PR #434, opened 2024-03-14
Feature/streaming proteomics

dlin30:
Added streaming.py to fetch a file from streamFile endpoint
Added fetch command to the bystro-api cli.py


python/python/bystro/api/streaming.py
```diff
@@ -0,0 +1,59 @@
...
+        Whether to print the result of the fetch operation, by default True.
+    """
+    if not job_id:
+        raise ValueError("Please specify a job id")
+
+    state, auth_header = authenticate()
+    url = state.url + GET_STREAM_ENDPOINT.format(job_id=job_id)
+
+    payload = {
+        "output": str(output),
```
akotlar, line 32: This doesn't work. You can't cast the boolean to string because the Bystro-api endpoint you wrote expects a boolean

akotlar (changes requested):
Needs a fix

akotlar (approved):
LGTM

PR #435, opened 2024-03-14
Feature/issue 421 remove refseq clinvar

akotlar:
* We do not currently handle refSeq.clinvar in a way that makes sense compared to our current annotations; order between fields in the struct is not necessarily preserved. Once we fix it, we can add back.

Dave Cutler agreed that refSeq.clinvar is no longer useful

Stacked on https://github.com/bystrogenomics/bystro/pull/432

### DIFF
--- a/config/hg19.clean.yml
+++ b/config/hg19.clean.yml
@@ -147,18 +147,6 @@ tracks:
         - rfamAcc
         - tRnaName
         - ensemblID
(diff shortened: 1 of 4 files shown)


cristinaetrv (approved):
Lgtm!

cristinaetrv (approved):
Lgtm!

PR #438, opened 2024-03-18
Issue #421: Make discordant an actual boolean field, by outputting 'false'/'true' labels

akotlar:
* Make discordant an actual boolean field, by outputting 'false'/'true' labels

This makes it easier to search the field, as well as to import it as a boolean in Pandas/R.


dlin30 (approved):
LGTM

What the task requires: All lines holding the word "akotlar" must be copied from the data.

Solution for this problem:
akotlar, line 32: This doesn't work. You can't cast the boolean to string because the Bystro-api endpoint you wrote expects a boolean
akotlar (changes requested):
akotlar (approved):
akotlar:
akotlar:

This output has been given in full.